As part of my self-study in scripting and Linux, I worked on a challenge designed to test my Bash skills. A prompt asked me to create a script that could scan a directory, identify sensitive or large files, and archive the results with clear logging and output.

I didn’t come up with the idea, but I did write all the Bash code myself, structured the logic, tested the behavior, and refined it until it worked reliably.

Below is me using my script.


What the Script Does

The script (audit_backup.sh) combines a few core tasks:

1. Find the Largest Files

find "$target_dir" -type f -exec du -h {} + | sort -rh | head -5 > logs/largest_files.txt

This scans the target directory, lists file sizes, sorts them in human-readable format, and logs the top 5 largest files.

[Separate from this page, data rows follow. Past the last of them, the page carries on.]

PR #3718, opened 2026-04-29
fix(auto-update-checker): read loaded plugin's package.json, not the legacy flat install

ismetanin:
## Summary

`getCachedVersion()` reads the **legacy flat install** at `<CACHE_DIR>/node_modules/<pkg>/package.json` before checking the actually-loaded module, so the startup toast and `omo --version` can report a version the runtime isn't running.

OpenCode loads plugins from a per-plugin sandbox at `<CACHE_DIR>/<plugin-entry>/node_modules/<pkg>/package.json`. The two install layers drift independently because:

- The flat install is driven by `<CACHE_DIR>/package.json` (`"oh-my-opencode": "latest"`) — bun re-resolves on every install.
- The sandbox is driven by `<CACHE_DIR>/<plugin-entry>/package.json`, which gets a literal version pin baked in at first install.

## Reproduction

With `"oh-my-openagent@latest"` in the user's `opencode.json`:

| Layer | Path | Version |
|---|---|---|
| Flat install (read by current code) | `~/.cache/opencode/packages/node_modules/oh-my-opencode/package.json` | **3.17.6** |
| Sandbox (actually loaded) | `~/.cache/opencode/packages/oh-my-openagent@latest/node_modules/oh-my-openagent/package.json` | **3.17.5** |

Startup toast announced **v3.17.6**. The loaded plugin code was **3.17.5**. The user investigated the version mismatch and noticed the lie.

## Fix

Reorder `getCachedVersion()` so the module-relative walk-up (`findPackageJsonUp(currentDir)` from `import.meta.url`) runs **first**. That always reflects the actually-loaded module. The flat-install candidates and execPath walk-up remain as fallbacks for bundled or otherwise unusual environments.

## Test plan

- [x] Added a new unit test (`prefers the loaded module's package.json over flat-install candidates`) that sets up both layers with different versions and asserts the sandbox version wins.
- [x] All 5 tests in `cached-version.test.ts` pass.
- [x] Pre-existing test failures elsewhere in `src/hooks/auto-update-checker/` (9 failures + 1 error) are unrelated to this change — they reproduce on a clean checkout of `dev` and are caused by tests reading the developer's real `~/.config/opencode/opencode.json`. Happy to file a separate issue/PR for those if useful.

## Notes

- The fallback ordering preserves all existing behavior for the `GH-3257` cases (npm users with both `oh-my-opencode` and `oh-my-openagent` flat installs); those tests continue to pass unchanged.
- No public API change.

---
<a href="https://app.blacksmith.sh/code-yeongyu/codesmith/oh-my-openagent/pr/3718"><picture><source media="(prefers-color-scheme: dark)" srcset="https://pr-comments-assets.blacksmith.sh/codesmith/view-in-codesmith-dark.svg"><source media="(prefers-color-scheme: light)" srcset="https://pr-comments-assets.blacksmith.sh/codesmith/view-in-codesmith-light.svg">View in Codesmith</picture></a>

---
## Summary by cubic
Fixes version reporting by reading the loaded plugin’s package.json first, not the legacy flat install. Ensures the startup toast and `omo --version` show the actual running version of `oh-my-opencode`/`oh-my-openagent`.

- **Bug Fixes**
  - Reordered `getCachedVersion()` to prefer the module-relative walk-up from `import.meta.url`, then fall back to flat-install candidates and `execPath`.
  - Added a unit test to confirm the sandboxed (loaded) version wins when versions differ.
  - Preserves existing fallbacks; no public API changes.

<sup>Written for commit 5291ee7d3df0c81f7386f851c44829d9e56852ea. Summary will update on new commits. <a href="https://cubic.dev/pr/code-yeongyu/oh-my-openagent/pull/3718?utm_source=github">Review in cubic</a></sup>

### DIFF
--- a/src/hooks/auto-update-checker/checker/cached-version.test.ts
+++ b/src/hooks/auto-update-checker/checker/cached-version.test.ts
@@ -4,7 +4,10 @@ import { tmpdir } from "node:os"
 import { join } from "node:path"
 
 // Hold mutable mock state so beforeEach can swap the cache root for each test.
-const mockState: { candidates: string[] } = { candidates: [] }
+const mockState: { candidates: string[]; walkUpResult: string | null } = {
+  candidates: [],
+  walkUpResult: null,
+}
 
 mock.module("../constants", () => ({
   INSTALLED_PACKAGE_JSON_CANDIDATES: new Proxy([], {
@@ -22,7 +25,7 @@ mock.module("../constants", () => ({
 }))
 
 mock.module("./package-json-locator", () => ({
-  findPackageJsonUp: () => null,
+  findPackageJsonUp: () => mockState.walkUpResult,
 }))
 
 import { getCachedVersion } from "./cached-version"
@@ -36,11 +39,13 @@ describe("getCachedVersion (GH-3257)", () => {
       join(cacheRoot, "node_modules", "oh-my-opencode", "package.json"),
       join(cacheRoot, "node_modules", "oh-my-openagent", "package.json"),
     ]
+    mockState.walkUpResult = null
   })
 
   afterEach(() => {
     rmSync(cacheRoot, { recursive: true, force: true })
     mockState.candidates = []
+    mockState.walkUpResult = null
   })
 
   it("returns the version when the package is installed under oh-my-opencode", () => {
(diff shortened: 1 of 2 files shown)


acamq (approved):

acamq:
LGTM. Thank you!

2. Identify Potentially Sensitive Files

find "$target_dir" \( -size +1M -o -name "*.log" -o -name "*.key" \) | grep -vi 'debug' > logs/findings.txt

This flags files over 1MB or with .log / .key extensions, then excludes any paths containing “debug” (case-insensitive) to keep noisy debug logs out of the results. The filtered list is saved to logs/findings.txt.

3. Create a Clean Archive

# Default (preserves full path)
tar --exclude='*.bin' -czf "archive/$(basename "$target_dir")-$timestamp.tar.gz" "$target_dir"

# Alternative (flatter archive, no full path)  
# tar --exclude='*.bin' -czf "archive/$(basename "$target_dir")-$timestamp.tar.gz" \
#   -C "$(dirname "$target_dir")" "$(basename "$target_dir")"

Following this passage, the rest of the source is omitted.